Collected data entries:
#####

PR #186, opened 2020-03-10
MAKE-1151: Initialize float series as empty array to avoid null JSON …

zamj:
…value

When marshaled, nil slices get encoded as `null` while empty arrays get encoded as `[]`.

https://golang.org/pkg/encoding/json/#Marshal

https://play.golang.org/p/jvZ7Sx9hoz2

### DIFF
--- a/units/recalculate_change_points.go
+++ b/units/recalculate_change_points.go
@@ -99,7 +99,7 @@ func (j *recalculateChangePointsJob) Run(ctx context.Context) {
 		sort.Slice(series.TimeSeries, func(i, j int) bool {
 			return series.TimeSeries[i].Order < series.TimeSeries[j].Order
 		})
-		var float_series []float64
+		float_series := make([]float64, 0)
 		for _, item := range series.TimeSeries {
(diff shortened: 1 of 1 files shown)


units/recalculate_change_points.go
```diff
@@ -99,7 +99,7 @@ func (j *recalculateChangePointsJob) Run(ctx context.Context) {
 		sort.Slice(series.TimeSeries, func(i, j int) bool {
 			return series.TimeSeries[i].Order < series.TimeSeries[j].Order
 		})
-		var float_series []float64
+		float_series := make([]float64, 0)
```
julianedwards: do `float_series := []float64{}`

tychoish: why not make([]float64, len(series.TimeSeries), and then avoid append and just set indexes....

julianedwards: oh yeah i missed the for loop on line 103, this makes more sense

zamj: Sure, done

PR #189, opened 2020-03-17
MAKE-789: string join to avoid concat

tychoish:


model/buildlogger.go
```diff
@@ -154,16 +154,17 @@ func (l *Log) Append(ctx context.Context, lines []LogLine) error {
 	}
 	key := fmt.Sprint(util.UnixMilli(time.Now()))
 
+	lines := make([]string, len(lines))
 	linesCombined := ""
```
julianedwards: remove this

model/buildlogger.go
```diff
@@ -154,16 +154,17 @@ func (l *Log) Append(ctx context.Context, lines []LogLine) error {
 	}
 	key := fmt.Sprint(util.UnixMilli(time.Now()))
 
+	lines := make([]string, len(lines))
```
julianedwards: need to give this a different name

PR #193, opened 2020-03-26
MAKE-1202: Better REST logging

julianedwards:


rest/buildlogger_routes.go
```diff
@@ -89,6 +90,13 @@ func (h *logGetByIDHandler) Run(ctx context.Context) gimlet.Responder {
 	}
 	data, next, paginated, err := h.sc.FindLogByID(ctx, opts)
 	if err != nil {
+		grip.Error(message.Fields{
```
tychoish: I'd do message.WrapErr

rest/buildlogger_routes.go
```diff
@@ -212,6 +227,13 @@ func (h *logGetByTaskIDHandler) Run(ctx context.Context) gimlet.Responder {
 	}
 	data, next, paginated, err := h.sc.FindLogsByTaskID(ctx, opts)
 	if err != nil {
+		grip.Error(message.Fields{
+			"method":  "GET",
+			"route":   "/buildlogger/task_id/{task_id}",
```
tychoish: shouldn't we put the task id here?

util/http.go
```diff
@@ -146,3 +149,13 @@ func GetHTTPRetryableClient(conf HTTPRetryConfiguration) *http.Client {
 func GetDefaultHTTPRetryableClient() *http.Client {
 	return GetHTTPRetryableClient(NewDefaultHTTPRetryConf())
 }
+
+func LogRequestError(r *http.Request, err error) {
```
tychoish: I was thinking that we should keep this in the rest package.

util/http.go
```diff
@@ -146,3 +149,13 @@ func GetHTTPRetryableClient(conf HTTPRetryConfiguration) *http.Client {
...
+	grip.Error(message.Fields{
```
tychoish: errors wrap this so it noops if there's no error?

#####

» **What is expected**
Restate the records above exactly.

» **Task solution**
PR #186, opened 2020-03-10
MAKE-1151: Initialize float series as empty array to avoid null JSON …

zamj:
…value

When marshaled, nil slices get encoded as `null` while empty arrays get encoded as `[]`.

https://golang.org/pkg/encoding/json/#Marshal

https://play.golang.org/p/jvZ7Sx9hoz2

### DIFF
--- a/units/recalculate_change_points.go
+++ b/units/recalculate_change_points.go
@@ -99,7 +99,7 @@ func (j *recalculateChangePointsJob) Run(ctx context.Context) {
 		sort.Slice(series.TimeSeries, func(i, j int) bool {
 			return series.TimeSeries[i].Order < series.TimeSeries[j].Order
 		})
-		var float_series []float64
+		float_series := make([]float64, 0)
 		for _, item := range series.TimeSeries {
(diff shortened: 1 of 1 files shown)


units/recalculate_change_points.go
```diff
@@ -99,7 +99,7 @@ func (j *recalculateChangePointsJob) Run(ctx context.Context) {
 		sort.Slice(series.TimeSeries, func(i, j int) bool {
 			return series.TimeSeries[i].Order < series.TimeSeries[j].Order
 		})
-		var float_series []float64
+		float_series := make([]float64, 0)
```
julianedwards: do `float_series := []float64{}`

tychoish: why not make([]float64, len(series.TimeSeries), and then avoid append and just set indexes....

julianedwards: oh yeah i missed the for loop on line 103, this makes more sense

zamj: Sure, done

PR #189, opened 2020-03-17
MAKE-789: string join to avoid concat

tychoish:


model/buildlogger.go
```diff
@@ -154,16 +154,17 @@ func (l *Log) Append(ctx context.Context, lines []LogLine) error {
 	}
 	key := fmt.Sprint(util.UnixMilli(time.Now()))
 
+	lines := make([]string, len(lines))
 	linesCombined := ""
```
julianedwards: remove this

model/buildlogger.go
```diff
@@ -154,16 +154,17 @@ func (l *Log) Append(ctx context.Context, lines []LogLine) error {
 	}
 	key := fmt.Sprint(util.UnixMilli(time.Now()))
 
+	lines := make([]string, len(lines))
```
julianedwards: need to give this a different name

PR #193, opened 2020-03-26
MAKE-1202: Better REST logging

julianedwards:


rest/buildlogger_routes.go
```diff
@@ -89,6 +90,13 @@ func (h *logGetByIDHandler) Run(ctx context.Context) gimlet.Responder {
 	}
 	data, next, paginated, err := h.sc.FindLogByID(ctx, opts)
 	if err != nil {
+		grip.Error(message.Fields{
```
tychoish: I'd do message.WrapErr

rest/buildlogger_routes.go
```diff
@@ -212,6 +227,13 @@ func (h *logGetByTaskIDHandler) Run(ctx context.Context) gimlet.Responder {
 	}
 	data, next, paginated, err := h.sc.FindLogsByTaskID(ctx, opts)
 	if err != nil {
+		grip.Error(message.Fields{
+			"method":  "GET",
+			"route":   "/buildlogger/task_id/{task_id}",
```
tychoish: shouldn't we put the task id here?

util/http.go
```diff
@@ -146,3 +149,13 @@ func GetHTTPRetryableClient(conf HTTPRetryConfiguration) *http.Client {
 func GetDefaultHTTPRetryableClient() *http.Client {
 	return GetHTTPRetryableClient(NewDefaultHTTPRetryConf())
 }
+
+func LogRequestError(r *http.Request, err error) {
```
tychoish: I was thinking that we should keep this in the rest package.

util/http.go
```diff
@@ -146,3 +149,13 @@ func GetHTTPRetryableClient(conf HTTPRetryConfiguration) *http.Client {
...
+	grip.Error(message.Fields{
```
tychoish: errors wrap this so it noops if there's no error?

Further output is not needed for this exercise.